I would like to determine the variance explained by random factors and slopes in a mixed model but am unsure if the analysis I use and my interpretation are correct. Furthermore, comparing models and analysing a mixed model with random slopes seem to give opposite conclusions, therefore I would like to know when to include random slopes? Below I give an overview of the analysis.
I tested three groups of 10 individuals twice in the same task. As I expect individuals to differ in their response across the two tasks, I also include random slopes. The analysis I run is:
lme(behaviour ~ stage * group, random = ~ stage|ID, data=data)
Part of the output I get is the following:
Linear mixed-effects model fit by maximum likelihood
Data: data
AIC BIC logLik
-72.07494 -48.50785 46.03747
Random effects:
Formula: ~stage | ID
Structure: General positive-definite, Log-Cholesky parametrization
StdDev Corr
(Intercept) 0.12646601 (Intr)
stage2 0.12662159 -0.455
Residual 0.05714907
To calculate the variance I extract the SD of ID, slopes, and the residual variance as follows:
SD.ID <- (fm2$sigma * attr(corMatrix(fm2$modelStruct[[1]])[[1]],"stdDev"))[[1]]

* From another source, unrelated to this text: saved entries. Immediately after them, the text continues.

PR #2825, opened 2023-11-09
IGNITE-20701 Use primary replica for client partition awareness

ptupitsyn:
* Use primary replica instead of leader for client partition awareness - primary replica can handle requests more efficiently.
* Track primary replicas per partition per table in `ClientPrimaryReplicaTracker`. 
  * Use placement driver to request initial replica assignment
  * Then, keep the list up to date with event subscription
  * Therefore, most client requests (`ClientTablePartitionPrimaryReplicasGetRequest`) will be handled synchronously
* Send assignment timestamp (`max(leaseStartTime)`) to the client and back:
  * Client can ignore stale updates from lagging nodes
  * Server waits for an event with the given timestamp when lagging behind
* **Important**: Primary replica assignment can contain nulls now - we wait for a lease for a small amount of time, then skip the partition. In this case the client should use the default connection for this partition.
* **Client protocol changed**: 
  * Partition assignment change notification includes timestamp
  * Partition assignment request includes timestamp from the notification


isapego (approved):

modules/client-handler/src/main/java/org/apache/ignite/client/handler/ClientInboundMessageHandler.java
```diff
@@ -690,21 +689,23 @@ private void processOperation(ChannelHandlerContext ctx, ClientMessageUnpacker i
...
+        boolean primaryReplicasChanged = localUpdateCount < updateCount
+                && primaryReplicaUpdateCount.compareAndSet(localUpdateCount, updateCount);
+
+        if (primaryReplicasChanged && LOG.isInfoEnabled()) {
+            LOG.info("Partition primary replica changed, notifying client [connectionId=" + connectionId + ", remoteAddress="
                     + ctx.channel().remoteAddress() + ']');
         }
 
-        var flags = ResponseFlags.getFlags(assignmentChanged);
+        var flags = ResponseFlags.getFlags(primaryReplicasChanged);
```
sanpwc, line 705: Why not to send primaryReplicaUpdateCount backwards in order to prevent schema notifications reordering?

modules/client-handler/src/main/java/org/apache/ignite/client/handler/ClientPrimaryReplicaTracker.java
```diff
@@ -0,0 +1,239 @@
...
+    private final HybridClock clock;
+
+    private final AtomicLong lruCheckTime = new AtomicLong(0);
+
+    private final EventProducer<CatalogEvent, CatalogEventParameters> catalogEventProducer;
+
+    /**
+     * Constructor.
+     *
+     * @param placementDriver Placement driver.
```
sanpwc, line 67: There are 4 parameters actually.

modules/client-handler/src/main/java/org/apache/ignite/client/handler/ClientPrimaryReplicaTracker.java
```diff
@@ -0,0 +1,239 @@
...
+        placementDriver.removeListener(PrimaryReplicaEvent.PRIMARY_REPLICA_ELECTED, (EventListener) this);
+        primaryReplicas.clear();
+    }
+
+    private CompletableFuture<List<ReplicaHolder>> initReplicasForTableAsync(Integer tableId) {
+        try {
+            // Initially, request all primary replicas for the table.
+            // Then keep them updated via PRIMARY_REPLICA_ELECTED events.
+            return igniteTables
+                    .tableAsync(tableId)
```
sanpwc, line 121: Why do you need tableAsync()? TableId is available though catalog. Partitions is a zone attribute
`org.apache.ignite.internal.catalog.descriptors.CatalogZoneDescriptor#partitions` where corresponding zoneId is also available in org.apache.ignite.internal.catalog.descriptors.CatalogTableDescriptor#zoneId. Thus you probably need catalog but not table and especially InternalTable.

modules/client-handler/src/main/java/org/apache/ignite/client/handler/ClientHandlerModule.java
```diff
@@ -204,6 +212,7 @@ public void start() {
     @Override
     public void stop() throws Exception {
         metricManager.unregisterSource(metrics);
```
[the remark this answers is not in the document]
ptupitsyn: It's a local operation.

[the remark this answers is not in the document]
ptupitsyn: 1. All the logic in this method is idempotent, so `stopGuard` does not matter.
2. As I understand, `busyLock` won't do anything either. All external input for this module comes through Netty. We can't wait for clients to disconnect in a busy lock. We just drop them by closing the channel.

modules/client-handler/src/main/java/org/apache/ignite/client/handler/ClientHandlerModule.java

SD.slope <- (fm2$sigma * attr(corMatrix(fm2$modelStruct[[1]])[[1]],"stdDev"))[[2]]
SD.residual <- fm2$sigma
And then calculate the percentage of variance explained:
(SD.ID/(SD.ID+SD.slope+SD.residual))*100
(SD.slope/(SD.ID+SD.slope+SD.residual))*100
In this case this seems to suggest: "individual ID and random slopes explained 40.8% and 40.8% repectively of the variance of behaviour".

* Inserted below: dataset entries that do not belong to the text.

PR #2834, opened 2023-11-12
IGNITE-19218 Implement special columns query in ODBC 

isapego:
- Ported code from AI2;
- Un-commented test.


modules/platforms/cpp/ignite/odbc/query/special_columns_query.cpp
```diff
@@ -0,0 +1,91 @@
...
+sql_result special_columns_query::close()
+{
+    m_executed = false;
+
+    return sql_result::AI_SUCCESS;
+}
+
+} // namespace ignite
+
+
```
ptupitsyn, line 91: Extra space

ptupitsyn (approved):

PR #2840, opened 2023-11-15
IGNITE-20854 Configure idleSafeTimePropagationPeriod with a distributed property

rpuch:
https://issues.apache.org/jira/browse/IGNITE-20854

### The Review Checklist

### Notes

### DIFF
--- a/modules/runner/src/main/java/org/apache/ignite/internal/app/IgniteImpl.java
+++ b/modules/runner/src/main/java/org/apache/ignite/internal/app/IgniteImpl.java
@@ -115,6 +115,7 @@ import org.apache.ignite.internal.raft.configuration.RaftConfiguration;
 import org.apache.ignite.internal.raft.storage.impl.VolatileLogStorageFactoryCreator;
 import org.apache.ignite.internal.replicator.ReplicaManager;
 import org.apache.ignite.internal.replicator.ReplicaService;
+import org.apache.ignite.internal.replicator.configuration.ReplicationConfiguration;
 import org.apache.ignite.internal.rest.RestComponent;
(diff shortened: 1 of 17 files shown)


modules/runner/src/main/java/org/apache/ignite/internal/app/IgniteImpl.java
```diff
@@ -484,7 +485,9 @@ public class IgniteImpl implements Ignite {
                 clock
         );
 
-        LongSupplier partitionIdleSafeTimePropagationPeriodMsSupplier = partitionIdleSafeTimePropagationPeriodMsSupplier();
+        ReplicationConfiguration replicationConfig = clusterConfigRegistry.getConfiguration(ReplicationConfiguration.KEY);
+
+        LongSupplier partitionIdleSafeTimePropagationPeriodMsSupplier = partitionIdleSafeTimePropagationPeriodMsSupplier(replicationConfig);
```
sashapolo, line 490: What's the point of having suppliers here?

sashapolo (approved):

modules/runner/src/main/java/org/apache/ignite/internal/app/IgniteImpl.java
rpuch: First it was because configuration object seems to be too complex to pass when you just need to get one property. This is arguable.

But then it turned out that it would be cool to verify from the outside (wrt configuration) that the configuration returns the same value. Also, this logic is needed in a few components, so it seems natural to have a common supplier.
We can monitor the situation and later remove the assertions, probably returning to operating vanilla configuration objects.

Although this seems to suggest the random slopes explain a large part of the variance, it seems perhaps a more simple model without slopes is more appropriate:
fm1 <- lme(behaviour ~ stage * group, random = ~ stage|ID, data=data, method="ML")
fm0 <- lme(behaviour ~ stage * group, random = ~ 1|ID, data=data, method="ML")
anova(fm0,fm1)
since I get the following output:
Model df AIC BIC logLik Test L.Ratio p-value
fm0 1 8 -76.00947 -57.15580 46.00473
fm1 2 10 -72.07494 -48.50785 46.03747 1 vs 2 0.06547599 0.9678
Which to me seems to suggest the model with the random slope does not significantly better fit the data. This seems contrasting to the 40% of the variance that it seems to explain, as shown with the data above.

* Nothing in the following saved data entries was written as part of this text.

PR #2845, opened 2023-11-16
IGNITE-20871 Fix stack trace in client exceptions

isapego:
- Fixed stack traces;
- Added checks to existing tests to ensure we're getting proper stack traces.

### DIFF
--- a/modules/client/src/main/java/org/apache/ignite/internal/client/ClientUtils.java
+++ b/modules/client/src/main/java/org/apache/ignite/internal/client/ClientUtils.java
@@ -20,6 +20,7 @@ package org.apache.ignite.internal.client;
 import static org.apache.ignite.lang.ErrorGroups.Common.INTERNAL_ERR;
 
 import java.util.Objects;
+import java.util.UUID;
 import java.util.concurrent.CompletableFuture;
 import java.util.concurrent.ExecutionException;
 import org.apache.ignite.client.ClientOperationType;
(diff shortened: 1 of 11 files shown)


modules/client/src/main/java/org/apache/ignite/internal/client/ClientUtils.java
```diff
@@ -17,22 +17,58 @@
...
+    public static IgniteException ensurePublicException(Throwable e) {
+        Objects.requireNonNull(e);
+
+        e = ExceptionUtils.unwrapCause(e);
+
+        if (e instanceof IgniteException) {
+            IgniteException iex = (IgniteException) e;
+
+            try {
+                return ExceptionUtils.copyExceptionWithCause(e.getClass(), iex.traceId(), iex.code(), e.getMessage(), e);
```
ptupitsyn, line 54: `copyExceptionWithCause` can return null - what happens in this case?

modules/client/src/main/java/org/apache/ignite/internal/client/ClientUtils.java
```diff
@@ -17,22 +17,58 @@
...
+            } catch (Exception ex) {
+                throw new RuntimeException("IgniteException-derived class does not have required constructor: "
```
ptupitsyn, line 56: `copyExceptionWithCause` returns null when there is no constructor, or am I mistaken?

modules/client/src/main/java/org/apache/ignite/internal/client/ClientUtils.java
```diff
@@ -17,22 +17,58 @@
...
+
+        e = IgniteExceptionMapperUtil.mapToPublicException(e);
+
+        if (e instanceof IgniteCheckedException) {
+            IgniteCheckedException iex = (IgniteCheckedException) e;
+
+            return new IgniteException(iex.traceId(), iex.code(), e.getMessage(), e);
+        }
+
+        return (IgniteException) e;
```
ptupitsyn, line 69: `mapToPublicException` potentially returns `e` as is. We should always throw a new exception to ensure correct stack trace. 

By the way, do we have a test for this part of the method?

ptupitsyn (changes requested):

modules/client/src/main/java/org/apache/ignite/internal/client/ClientUtils.java
```diff
@@ -17,22 +17,61 @@
...
+            return new IgniteException(INTERNAL_ERR, "IgniteException-derived class does not have required constructor: "
+                    + e.getClass().getName(), iex);
+        }
+
+        e = IgniteExceptionMapperUtil.mapToPublicException(e);
+
+        if (e instanceof IgniteCheckedException) {
+            IgniteCheckedException iex = (IgniteCheckedException) e;
+
+            return new IgniteException(iex.traceId(), iex.code(), e.getMessage(), e);
```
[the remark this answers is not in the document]
isapego: I discussed it with @sk0x50 and we both are not sure that this should be done. Correct me if I'm wrong, @sk0x50.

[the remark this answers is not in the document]
sk0x50: I think that we need to use the same approach for handling `IgniteException` and `IgniteCheckedException` until the issue is discussed and approved on the dev list.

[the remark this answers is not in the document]
isapego: Done. Please, take another look.

ptupitsyn (approved):

modules/client/src/main/java/org/apache/ignite/internal/client/ClientUtils.java
```diff
@@ -17,22 +17,92 @@
...
+        return new IgniteException(INTERNAL_ERR, e.getMessage(), e);
+    }
+
+    /**
+     * Try to copy exception using ExceptionUtils.copyExceptionWithCause and return new exception if it was not possible.
+     *
+     * @param e Exception.
+     * @return Properly copied exception or a new error, if exception can not be copied.
+     */
+    private static Throwable copyExceptionWithCauseIfPossible(IgniteException e) {
```
sk0x50, line 72: It can be optimized a bit using the `TraceableException` interface.

sk0x50:
In general, the proposed patch is OK.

Furthermore, if I correlate the coefficients from model fm1, thus the intercept with the slope:
cor.test(fm1$coefficients[[2]][[1]][,1],fm1$coefficients[[2]][[1]][,2])
I get the following output:
Pearson's product-moment correlation
data: fm1$coefficients[[2]][[1]][, 1] and fm1$coefficients[[2]][[1]][, 2]
t = -2.6802, df = 37, p-value = 0.01092
alternative hypothesis: true correlation is not equal to 0
95 percent confidence interval:
-0.6376166 -0.1004855
sample estimates:
cor
-0.4032186
Which thus seems to suggest that individuals with lower initial behaviour scores change more in their behaviour over time. Therefore again I would think running the model with the slopes would make the most sense.
Thus, to repeat my question: how can I determine the variance explained by random factors and slopes in a mixed model and when do I know when to include random slopes?